Run the included benchmark to test performance on your hardware:

cargo run --example benchmark

🛠️ Custom Functions

You can extend the engine with your own custom logic by implementing the FunctionHandler trait:

use dataflow_rs::engine::{FunctionHandler, error::Result, message::{Change, Message}};
use serde_json::Value;

pub struct MyCustomFunction;

impl FunctionHandler for MyCustomFunction {
    fn execute(
        &self, 
        message: &mut Message, 
        input: &Value,
    ) -> Result<(usize, Vec<Change>)> {
        // Your custom logic here
        println!("Hello from a custom function!");
        
        // Modify message data
        message.data["processed"] = json!(true);
        
        // Return status code and changes for audit trail
        Ok((200, vec![Change {
            path: "data.processed".to_string(),
            old_value: json!(null),
            new_value: json!(true),
            operation: "set".to_string(),
        }]))
    }
}

// Register when creating the engine:
let mut custom_functions = HashMap::new();
custom_functions.insert(
    "my_custom_function".to_string(),
    Box::new(MyCustomFunction) as Box<dyn FunctionHandler + Send + Sync>
);

let engine = Engine::new(
    workflows,
    None,  // Use default built-ins
    Some(custom_functions),
    None,  // Use default DataLogic
    None,  // Use default retry config
);

🤝 Contributing

We welcome contributions!
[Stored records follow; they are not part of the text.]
PR #20458, opened 2024-09-19
Show minio version when building from source file

ruspaul013:
## Description
Showing minio version when building from source file.

## Motivation and Context
If minio is build form tar.gz file, when running `minio --version` will show
```
minio version DEVELOPMENT.GOGET (commit-id=DEVELOPMENT.GOGET)
Runtime: go1.23.0 linux/amd64
Copyright: 2015-0000 MinIO, Inc.
```
With this commit, minio will show now
```
minio version CUSTOM.2024-08-17T01-24-54Z (commit-id=DEVELOPMENT.GOGET)
Runtime: go1.23.0 linux/amd64
```

## How to test this PR?
Download the tar.gz file, unzip the file and then run `make`, after that run `./minio --version`.

## Types of changes

## Checklist:

### DIFF
--- a/buildscripts/gen-ldflags.go
+++ b/buildscripts/gen-ldflags.go
@@ -36,8 +36,10 @@ func genLDFlags(version string) string {
 	ldflagsStr += " -X github.com/minio/minio/cmd.Version=" + version
 	ldflagsStr += " -X github.com/minio/minio/cmd.CopyrightYear=" + copyrightYear
 	ldflagsStr += " -X github.com/minio/minio/cmd.ReleaseTag=" + releaseTag
-	ldflagsStr += " -X github.com/minio/minio/cmd.CommitID=" + commitID()
-	ldflagsStr += " -X github.com/minio/minio/cmd.ShortCommitID=" + commitID()[:12]
+	if existGit() {
+		ldflagsStr += " -X github.com/minio/minio/cmd.CommitID=" + commitID()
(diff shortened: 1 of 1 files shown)


klauspost (changes requested):
I know this is well intentioned, but we don't want non-official builds to show as releases.

ruspaul013:
@klauspost Thanks for the reply. 
Instead of RELEASE, can be something else like CUSTOM? I know that `MINIO_RELEASE` env will give that value.

klauspost:
`CUSTOM` would work for me.

harshavardhana:
This is beyond the scope of this project, please install via `go install -v github.com/minio/minio@latest` for source compilation. 

keep this change in your fork if needed.

ruspaul013:
Hello @harshavardhana! 
Thank you for the reply! I understand that this is beyond the scope of the project, but I was thinking that this would help other people that make custom builds for minio, so that they can use `MINIO_VERSION` to add the version and not to see `DEVELOPMENT`.

harshavardhana:
> Thank you for the reply! I understand that this is beyond the scope of the project, but I was thinking that this would help other people that make custom builds for minio, so that they can use `MINIO_VERSION` to add the version and not to see `DEVELOPMENT`.

If you are planning to ship your own binaries of minio you can pass in the flags directly via `go build --ldflags` this approach is not needed. We are never going to use MINIO_VERSION so its not needed in our repo.

PR #20631, opened 2024-11-11
Harden internode DeadlineConn

klauspost:
## Description

Since DeadlineConn would send deadline updates directly upstream, it would end up racing with Read/Write operations. The stdlib will perform a read, but do an async `SetReadDeadLine(unix(1))` to canceled the Read in `abortPendingRead`. In this case the Read may override the deadline intended to cancel the read.

Stop updating deadlines if a deadline in the past is seen and when Close is called. All upstream deadline calls are now protected by a mutex to avoid races. Should fix short time buildup of...

```
365 @ 0x44112e 0x4756b9 0x475699 0x483525 0x732286 0x737407 0x73816b 0x479601
#	0x475698	sync.runtime_notifyListWait+0x138		runtime/sema.go:569
#	0x483524	sync.(*Cond).Wait+0x84				sync/cond.go:70
#	0x732285	net/http.(*connReader).abortPendingRead+0xa5	net/http/server.go:729
#	0x737406	net/http.(*response).finishRequest+0x86		net/http/server.go:1676
#	0x73816a	net/http.(*conn).serve+0x62a			net/http/server.go:2050
```

AFAICT Only affects internode calls that create a connection (non-grid). These connections will typically die within a minute, but not nice to keep around.

## How to test this PR?

To repro the issue, it requires high traffic.

## Types of changes

### DIFF
--- a/internal/deadlineconn/deadlineconn.go
+++ b/internal/deadlineconn/deadlineconn.go
@@ -19,44 +19,70 @@
 package deadlineconn
 
 import (
+	"context"
 	"net"
+	"sync"
+	"sync/atomic"
 	"time"
 )
 
+// updateInterval is the minimum time between deadline updates.
 const updateInterval = 250 * time.Millisecond
 
 // DeadlineConn - is a generic stream-oriented network connection supporting buffered reader and read/write timeout.
 type DeadlineConn struct {
 	net.Conn
-	readDeadline  time.Duration // sets the read deadline on a connection.
-	readSetAt     time.Time
-	writeDeadline time.Duration // sets the write deadline on a connection.
-	writeSetAt    time.Time
+	readDeadline            time.Duration // sets the read deadline on a connection.
+	readSetAt               time.Time
+	writeDeadline           time.Duration // sets the write deadline on a connection.
+	writeSetAt              time.Time
+	abortReads, abortWrites atomic.Bool // A deadline was set to indicate caller wanted the conn to time out.
+	mu                      sync.Mutex
 }
 
 // Sets read deadline
 func (c *DeadlineConn) setReadDeadline() {
-	if c.readDeadline > 0 {
-		now := time.Now()
-		if now.Sub(c.readSetAt) > updateInterval {
-			c.Conn.SetReadDeadline(now.Add(c.readDeadline + updateInterval))
-			c.readSetAt = now
-		}
+	// Do not set a Read deadline, if upstream wants to cancel all reads.
+	if c.readDeadline <= 0 || c.abortReads.Load() {
+		return
+	}
+
+	c.mu.Lock()
+	defer c.mu.Unlock()
+	if c.abortReads.Load() {
+		return
+	}
+
+	now := time.Now()
+	if now.Sub(c.readSetAt) > updateInterval {
+		c.Conn.SetReadDeadline(now.Add(c.readDeadline + updateInterval))
+		c.readSetAt = now
 	}
 }
 
 func (c *DeadlineConn) setWriteDeadline() {
-	if c.writeDeadline > 0 {
-		now := time.Now()
-		if now.Sub(c.writeSetAt) > updateInterval {
-			c.Conn.SetWriteDeadline(now.Add(c.writeDeadline + updateInterval))
-			c.writeSetAt = now
-		}
+	// Do not set a Write deadline, if upstream wants to cancel all reads.
+	if c.writeDeadline <= 0 || c.abortWrites.Load() {
+		return
+	}
+
+	c.mu.Lock()
+	defer c.mu.Unlock()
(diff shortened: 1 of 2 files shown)


internal/deadlineconn/deadlineconn.go
```diff
@@ -19,56 +19,160 @@
...
+	// Do not set a Read deadline, if upstream wants to cancel all reads.
+	if c.readDeadline <= 0 || c.abortReads.Load() {
+		return
+	}
+
+	c.mu.Lock()
+	defer c.mu.Unlock()
+	if c.abortReads.Load() {
+		return
+	}
```
vadmeste, line 54: this seems to be already called in the beginning in the function, looks like it is not needed

internal/deadlineconn/deadlineconn.go
```diff
@@ -19,56 +19,160 @@
...
+	// Do not set a Write deadline, if upstream wants to cancel all reads.
+	if c.writeDeadline <= 0 || c.abortWrites.Load() {
+		return
+	}
+
+	c.mu.Lock()
+	defer c.mu.Unlock()
+	if c.abortWrites.Load() {
+		return
+	}
```
vadmeste, line 73: this seems to be already called in the beginning in the function, looks like it is not needed

internal/deadlineconn/deadlineconn.go
```diff
@@ -19,56 +19,160 @@
...
+		return 0, context.DeadlineExceeded
+	}
 	c.setWriteDeadline()
 	n, err = c.Conn.Write(b)
 	return n, err
 }
 
+// SetDeadline will set the deadline for reads and writes.
+// A zero value for t means I/O operations will not time out.
+func (c *DeadlineConn) SetDeadline(t time.Time) error {
```
vadmeste, line 103: Who will call SetDeadline/SetReaddeadline/SetWriteDeadline/Close() ?

internal/deadlineconn/deadlineconn.go
klauspost: We must re-check after getting the lock, otherwise we could override a SetReadDeadLine.

internal/deadlineconn/deadlineconn.go
klauspost: Same

internal/deadlineconn/deadlineconn.go
klauspost: It can be called by anyone using the connection, and `net.Conn` explicitly allows concurrent calling of methods, like http (and others) are doing, so multiple goroutines can call different functions.

klauspost:
Linter issues: https://github.com/minio/minio/pull/20633

harshavardhana (approved):

harshavardhana:
@klauspost this PR is not triggering a bug since this is not enabled at all in this branch and also in the eos we use this for listener side which is triggering a bug. 

```
make verify
Checking dependencies
Building minio binary with -race to './minio'
Installing minio binary with -race to '/home/harsha/go/bin/minio'
Verifying build with race
Initializing environment
Testing in FS setup
The cluster 'verify' is unreachable: Get "http://127.0.0.1:9000/minio/health/cluster": dial tcp 127.0.0.1:9000: connect: connection refused
The cluster 'verify' is ready
Dependency validation complete
{"name": "mc", "duration": "306", "function": "test_make_bucket", "status": "FAIL", "error": "/home/harsha/go/src/github.com/miniohq/eos/.verify-30089/mc --config-dir /tmp/.mc-20188 --quiet --no-color rb myminio/mc-test-bucket-17009  >>> \nmc: <ERROR> Failed to remove `myminio/mc-test-bucket-17009`. The specified bucket does not exist."}
INFO: Formatting 1st pool, 1 set(s), 1 drives per set.
INFO: WARNING: Host local has more than 0 drives of set. A host failure will result in data becoming unavailable.
MinIO Object Storage Server
Version: DEVELOPMENT.2024-11-11T17-15-55Z (go1.22.7 linux/amd64)

API: http://10.0.0.185:9000  http://10.0.3.1:9000  http://172.17.0.1:9000  http://172.19.0.1:9000  http://127.0.0.1:9000 
WebUI: http://10.0.0.185:42011 http://10.0.3.1:42011 http://172.17.0.1:42011 http://172.19.0.1:42011 http://127.0.0.1:42011     

Docs: https://docs.min.io
INFO: Exiting on signal: TERMINATED
FAILED
make: *** [Makefile:156: verify] Error 1
```

It is consistently reproducible going to revert the cherry-picked changed.

klauspost:
@harshavardhana It is used here: https://github.com/minio/minio/blob/91805bcab69f270e1b75a755658ce36423ee4f7e/internal/http/dial_linux.go#L130

I will check the other use.

PR #20684, opened 2024-11-25
Fix prefix validation in lifecycle rule

dhananjaykrutika:

## Description

Attempts to create a lifecycle rule using cURL when the xml has no prefix fails with `errXMLNotWellFormed` error:

```
$ curl -X PUT "http://localhost:9001/bucket-1?lifecycle" -H "Content-Type: application/xml" -H "Content-MD5: is0WM2LlKTzQECbf4PMRrQ==" --data '<LifecycleConfiguration><Rule><Expiration><Days>6</Days></Expiration><ID>Expiration-rule</ID><Status>Enabled</Status></Rule></LifecycleConfiguration>'
<Error><Code>InvalidArgument</Code><Message>The XML you provided was not well-formed or did not validate against our published schema</Message><BucketName>bucket-1</BucketName><Resource>/bucket-1</Resource><RequestId>180B2C661117A385</RequestId><HostId>7987905dee74cdeb212432486a178e511309594cee7cb75f892cd53e35f09ea4</HostId></Error>

```

## Motivation and Context

In the now deprecated `PutBucketLifecycle` API, Rule had a mandatory Prefix element and there existed no Filter field.
(See https://docs.aws.amazon.com/AmazonS3/latest/API/API_PutBucketLifecycle.html)
In the newer `PutBucketLifecycleConfiguration` API, Rule has a prefix field that is deprecated, and there exists an optional Filter field, and within it, an optional Prefix field.
(See https://docs.aws.amazon.com/AmazonS3/latest/API/API_PutBucketLifecycleConfiguration.html)

Existing prefix validation fails if Rule.Prefix does not exist and there are no Filters. This behavior is incorrect since Prefix itself is not mandatory in `PutBucketLifecycleConfiguration` API.

A valid rule could be a pre-existing one created using the now deprecated `PutBucketLifecycle`.
Or, a valid rule could also be either a pre-existing or a new rule that is created using `PutBucketLifecycleConfiguration`.

Prefix validation has been modified to check that either Rule.Prefix or Rule.Filter.Prefix exist but not both.
In doing so, we are assuming that any pre-existing rule created using PutBucketLifecycle API is already valid; so validation won't fail if Rule.Prefix is empty.

## Types of changes

## Checklist:

### DIFF
--- a/internal/bucket/lifecycle/rule.go
+++ b/internal/bucket/lifecycle/rule.go
@@ -86,11 +86,11 @@ func (r Rule) validateNoncurrentExpiration() error {
 func (r Rule) validatePrefixAndFilter() error {
 	// In the now deprecated PutBucketLifecycle API, Rule had a mandatory Prefix element and there existed no Filter field.
 	// See https://docs.aws.amazon.com/AmazonS3/latest/API/API_PutBucketLifecycle.html
-	// In the newer PutBucketLifecycleConfiguraiton API, Rule has a prefix field that is deprecated, and there exists an optional
+	// In the newer PutBucketLifecycleConfiguration API, Rule has a prefix field that is deprecated, and there exists an optional
 	// Filter field, and within it, an optional Prefix field.
 	// See https://docs.aws.amazon.com/AmazonS3/latest/API/API_PutBucketLifecycleConfiguration.html
 	// A valid rule could be a pre-existing one created using the now deprecated PutBucketLifecycle.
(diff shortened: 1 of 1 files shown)


dhananjaykrutika:
This PR attempts to fix https://github.com/minio/minio/discussions/20580

klauspost (approved):
If feasible add tests for these set/unset, AFAICT it shouldn't be too crazy to add.

harshavardhana (approved):

PR #20743, opened 2024-12-08
Disable mint full object tests

klauspost:
## Description

Remove expected failures from https://github.com/minio/minio-go/pull/2026

## Types of changes

### DIFF
--- a/internal/hash/reader.go
+++ b/internal/hash/reader.go
@@ -260,7 +260,9 @@ func (r *Reader) Read(p []byte) (int, error) {
 	// If we have reached our expected size,
 	// do one more read to ensure we are at EOF
 	// and that any trailers have been read.
-	if r.size >= 0 && r.bytesRead >= r.size {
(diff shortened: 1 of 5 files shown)


klauspost:
Let me just see if I can fix the mint issue as well.

internal/hash/reader.go
```diff
@@ -257,6 +257,24 @@ func (r *Reader) Read(p []byte) (int, error) {
 		r.contentHasher.Write(p[:n])
 	}
 
+	// If we have reached our expected size,
```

Feel free to fork the repository, make your changes, and submit a pull request. Please make sure to add tests for any new features.

🏢 About Plasmatic

Dataflow-rs is developed by the team at Plasmatic. We're passionate about building open-source tools for data processing.

📄 License

This project is licensed under the Apache License, Version 2.0. See the LICENSE file for more details.